Evolution of a Gamer: Episode 1 (Classic EoG)
Back when I wrote for GoozerNation.com, I wrote this series, Evolution of a Gamer. With the site now defunct, it has disappeared from the internet. This was one of my favorite series of articles to write, where I teach my kids about video games and learn a little bit about real life myself in the process. I've decided to resurrect the series, because I've still had plenty of life lessons with my kids, but want new readers to be able to catch up. Over the next few weeks, I'll post the previous articles to get you up to speed. Without further ado, here's Episode 1, from way back in 2010! We'll catch up soon.
I don't have a high Gamerscore for a good reason. I'm a husband and a dad. I doubt my GS will ever break a few thousand through the course of my Xbox 360 career, and that's okay. When I was a bachelor, I probably spent more time playing games than going to college classes (and I didn't skip classes, either). Now, other things take an important priority.
Gaming isn't gone from my life, though. It's in my blood. In my DNA. DNA that I have passed on to my son, now four years old. I have enjoyed watching him learn the ins and outs of video games, so I decided to start a series of articles on it. I have taught my son so many things about games; however, he in turn has taught me a thing or two.
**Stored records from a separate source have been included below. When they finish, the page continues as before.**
PR #1309, opened 2017-04-06
Error out on parametrized SQL functions

### LINKED ISSUE #981: SQL functions(called by SELECT * FROM) with parameters throw wrong results
```
CREATE TABLE lineitem(id integer, org_id integer);
select master_create_distributed_table('lineitem','org_id','hash');
select master_create_worker_shards('lineitem',16,1);

CREATE OR REPLACE FUNCTION count_rows(org_id_val integer)
RETURNS TABLE (a bigint)
AS $$
  SELECT count(*) AS count_val from lineitem where org_id=org_id_val;
$$ LANGUAGE SQL STABLE;
```
The below test throws wrong results. The query doesn't run on the distributed table.
```
select * from count_rows(1);
 a

---
 0
```

byucesoy:
Fixes #981 

Before this commit, we were erroring out for queries containing parameterized SQL functions
like 'SELECT parameterized_sql_query(value)' as we should, however, we were returning wrong
results for queries like 'SELECT * FROM parameterized_sql_query(value)'. With this commit
we started to error out on such queries too.

### DIFF
--- a/src/backend/distributed/planner/multi_planner.c
+++ b/src/backend/distributed/planner/multi_planner.c
@@ -126,6 +126,22 @@ multi_planner(Query *parse, int cursorOptions, ParamListInfo boundParams)
 	/* remove the context from the context list */
 	PopPlannerRestrictionContext();
 
+	/*
+	 * In some cases, for example; parameterized SQL functions, we may miss that
+	 * there is a need for distributed planning. Such cases only become clear after
+	 * standart_planner performs some modifications on parse tree. In such cases
+	 * we will simply error out.
+	 */
+	if (!needsDistributedPlanning && NeedsDistributedPlanning(parse))
+	{
+		ereport(ERROR, (errcode(ERRCODE_FEATURE_NOT_SUPPORTED),
+						errmsg("cannot perform distributed planning on this "
+							   "query because parameterized queries for SQL "
+							   "functions referencing distributed tables are "
+							   "not supported"),
+						errhint("Consider using PL/pgSQL functions instead.")));
+	}
+
 	return result;
 }
 
@@ -334,7 +350,7 @@ CreateDistributedPlan(PlannedStmt *localPlan, Query *originalQuery, Query *query
 						  "could not create distributed plan",
 						  "Possibly this is caused by the use of parameters in SQL "
 						  "functions, which is not supported in Citus.",
-						  "Consider using PLPGSQL functions instead.");
+						  "Consider using PL/pgSQL functions instead.");
 	}
 
 	/*
--- a/src/test/regress/expected/multi_sql_function.out
+++ b/src/test/regress/expected/multi_sql_function.out
@@ -34,15 +34,6 @@ CREATE FUNCTION sql_test_no_4() RETURNS bigint AS '
 		o_custkey = c_custkey AND
 		o_orderkey = l_orderkey;
 ' LANGUAGE SQL;
-CREATE FUNCTION sql_test_no_6(integer) RETURNS bigint AS  $$
-	SELECT
-		count(*)
-	FROM
-		orders, lineitem
-	WHERE
-		o_orderkey = l_orderkey AND
-		l_suppkey > $1;
-$$ LANGUAGE SQL RETURNS NULL ON NULL INPUT;
 SET citus.task_executor_type TO 'task-tracker';
 SET client_min_messages TO INFO;
 -- now, run plain SQL functions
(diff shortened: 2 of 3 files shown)


src/backend/distributed/planner/multi_planner.c
```diff
@@ -127,6 +127,18 @@ multi_planner(Query *parse, int cursorOptions, ParamListInfo boundParams)
 			result = CreateDistributedPlan(result, originalQuery, parse,
 										   boundParams, restrictionContext);
 		}
+		else
+		{
+			needsDistributedPlanning = NeedsDistributedPlanning(parse);
```
metdos: I think we can do this check after PG_TRY()/PG_CATCH() blocks just before returning. 

We can also use just one if block such as;

```C
	if (!needsDistributedPlanning && NeedsDistributedPlanning(parse))
	{
		ereport(ERROR, (errcode(ERRCODE_FEATURE_NOT_SUPPORTED),
						errmsg("cannot perform distributed planning on this "
							   "query because parametrized queries for SQL "
							   "functions referencing are not supported."),
						errhint("Consider using PLPGSQL functions instead.")));
	}
```

I think this is nicer because it shows in one line that it was not distributed but now it returns distributed so something is wrong :)

byucesoy: @metdos  fixed

src/backend/distributed/planner/multi_planner.c
```diff
@@ -138,6 +138,21 @@ multi_planner(Query *parse, int cursorOptions, ParamListInfo boundParams)
 	/* remove the context from the context list */
 	PopRestrictionContext();
 
+	/*
+	 * In some cases, for example; parametrized SQL functions, we may miss that
```
metdos: parametrized -> parameterized

src/backend/distributed/planner/multi_planner.c
```diff
@@ -138,6 +138,21 @@ multi_planner(Query *parse, int cursorOptions, ParamListInfo boundParams)
...
+	 * there is a need for distributed planning. Such cases only become clear after
+	 * standart_planner performs some modifications on parse tree. In such cases
+	 * we will simply error out.
+	 */
+	if (!needsDistributedPlanning && NeedsDistributedPlanning(parse))
+	{
+		ereport(ERROR, (errcode(ERRCODE_FEATURE_NOT_SUPPORTED),
+						errmsg("cannot perform distributed planning on this "
+							   "query because parametrized queries for SQL "
+							   "functions referencing are not supported."),
```
metdos: Maybe: referencing distributed tables are not supported yet

src/backend/distributed/planner/multi_planner.c
```diff
@@ -138,6 +138,21 @@ multi_planner(Query *parse, int cursorOptions, ParamListInfo boundParams)
...
+						errhint("Consider using PLPGSQL functions instead.")));
```
metdos: PLPGSQL -> PL/pgSQL

src/test/regress/expected/multi_sql_function.out
```diff
@@ -319,7 +319,31 @@ SELECT * FROM prepare_table ORDER BY key, value;
    6 |      
 (8 rows)
 
+-- test running parametrized SQL funtion
```
metdos: replace all `parametrized` with `parameterized`

src/test/regress/sql/multi_sql_function.sql
```diff
@@ -140,7 +140,24 @@ SELECT non_partition_parameter_delete_sql(62);
 -- check after deletes
 SELECT * FROM prepare_table ORDER BY key, value;
 
+-- test running parametrized SQL funtion
```
metdos: replace all `parametrized` with `parameterized`

src/backend/distributed/planner/multi_planner.c
```diff
@@ -148,9 +148,10 @@ multi_planner(Query *parse, int cursorOptions, ParamListInfo boundParams)
 	{
 		ereport(ERROR, (errcode(ERRCODE_FEATURE_NOT_SUPPORTED),
 						errmsg("cannot perform distributed planning on this "
-							   "query because parametrized queries for SQL "
-							   "functions referencing are not supported."),
-						errhint("Consider using PLPGSQL functions instead.")));
+							   "query because parameterized queries for SQL "
+							   "functions referencing distributed tables are "
+							   "not supported."),
```
metdos: Minor. We don't put a dot at the end of `errmsg`.

Issue #1249, opened 2017-02-21
Add support for renaming Distributed Tables


sumedhpathak:
E.g.

```SQL
ALTER TABLE distributors RENAME TO suppliers;
```

lfittl:
Just to add a quick note that this came up with a current customer, as a maintenance operation they wanted to run.

The motivations for this was/is that their Rails application changed, and they adjusted the model name in the ORM, and would like to have the underlying table name match the new model name.

Altonymous:
This is also very helpful when you need to change the distribution key on a table and want to do an inline replace of the table..

As an example:
`BEGIN TRANSACTION;

CREATE TABLE web_logs_new (
...
);

SELECT create_distributed_table('web_logs_new', 'ip');

ALTER TABLE web_logs RENAME TO web_logs_domain_dist;
ALTER TABLE web_logs_new RENAME TO web_logs;

END TRANSACTION;`

marcocitus:
Fixed by #1939

PR #1312, opened 2017-04-06
Enable distributed ALTER TABLE ... RENAME COLUMN

### LINKED ISSUE #633: Add Support for Renaming Columns for Distributed Tables
Currently, we do not support renaming distributed tables or their objects, which is a requested feature. 

We error out with the following message:

```
postgres=# ALTER TABLE test_keyval RENAME COLUMN val TO value;
ERROR:  renaming distributed tables or their objects is currently unsupported
```

@samay-sharma noted that merging #618 would make it easier to add support for renaming distributed tables and their columns. We already capture RENAME statements so adding support for it should also be pretty straight-forward.

This issue can be tracked under #25 (DDL Propagation v2).

jasonmp85:
Pretty straightforward. Had some concerns about locking, but due to the fact that all distributed operations use either some level of deparsing or need to enumerate column names, they all block during any concurrent column renames (due to the AccessExclusive lock).

In addition, I had some misgivings about permitting renames of the distribution column, but nothing bad comes from just allowing them.

Finally, I tried to trigger any sort of error using prepared statements and could not trigger any errors not also exhibited by plain PostgreSQL tables.

Fixes #633

### DIFF
--- a/src/backend/distributed/executor/multi_utility.c
+++ b/src/backend/distributed/executor/multi_utility.c
@@ -112,6 +112,7 @@ static List * PlanDropIndexStmt(DropStmt *dropIndexStatement,
 								const char *dropIndexCommand);
 static List * PlanAlterTableStmt(AlterTableStmt *alterTableStatement,
 								 const char *alterTableCommand);
+static List * PlanRenameStmt(RenameStmt *renameStmt, const char *renameCommand);
 static Node * WorkerProcessAlterTableStmt(AlterTableStmt *alterTableStatement,
 										  const char *alterTableCommand);
 static List * PlanAlterObjectSchemaStmt(AlterObjectSchemaStmt *alterObjectSchemaStmt,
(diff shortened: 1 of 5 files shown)


onderkalaci:
> By only removing ErrorIfDistributedRenameStmt() call, I managed to rename distributed tables.

Even if we can achieve that with a very small change, I'd be more comfortable if we do it with a separate PR.

jasonmp85:
@byucesoy, I think making that change requires thinking a bit more about concurrent operations, i.e. whether it's always safe to change a distributed relation's name during other operations. This PR solely addresses #633, which was scheduled for this cycle, whereas #1249 (I believe) was not.

Are there any other blockers to merging this, then?

jasonmp85:
(I guess the important question is: can this be a :shipit:, and if not, what do I need to do?)

byucesoy:
I think, there are no other blockers for this to be :shipit:

sumedhpathak:
@jasonmp85 This PR is approved. Anything else needs to be done here?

When my son first came home, he was an adventure. Without a doubt, probably one of the easiest infants ever, but we still had to get used to new routines and introduce him to the world. My son was learning the basics of life: hunger needs food, tired needs sleep. I was learning that virtual experience points mean NOTHING compared to real-life experience points. My level 86 Final Fantasy 7 characters mean NOTHING when I start up Final Fantasy 8 for the first time, but as we prepare for another child, I think that, while unique, certain leveled experiences (I'm a lvl. 76 diaper-changer and I'd say a lvl. 27 crib-assembler) will come in rather handy when the new one arrives.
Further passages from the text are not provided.